***** Given records *****

PR #350, opened 2019-03-01
Wake AWDL for multicast peering on macOS

neilalexander:
This wakes up AWDL for multicast peer discovery when the `awdl0` multicast interface is enabled. This allows Macs to directly peer with one another, even if they are on different Wi-Fi networks or not even connected to Wi-Fi at all.

### DIFF
--- a/.circleci/config.yml
+++ b/.circleci/config.yml
@@ -3,7 +3,7 @@
 # Check https://circleci.com/docs/2.0/language-go/ for more details
 version: 2
 jobs:
-  build:
+  build-linux:
     docker:
       - image: circleci/golang:1.11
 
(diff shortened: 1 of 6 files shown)


neilalexander:
Marking as unfinished purely because I still need to figure out how to get CircleCI to handle these builds properly in a workflow.

@Arceliar - if you wouldn't mind reviewing the rest of the PR excluding the CircleCI stuff, that'd be great.

neilalexander:
OK - this now has a working parallel build pipeline, which uses both Linux and macOS CI workers.

This is available on the `yggdrasil-network` org within CircleCI as I requested the Seed plan there, but I don't know what this will do to forks. We may need to start using branches on the main repo instead if it causes us problems.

*****

→ Aim of the task
Check the entries above line by line and return each one containing the word "macOS".

→ Your solution
Wake AWDL for multicast peering on macOS
OK - this now has a working parallel build pipeline, which uses both Linux and macOS CI workers.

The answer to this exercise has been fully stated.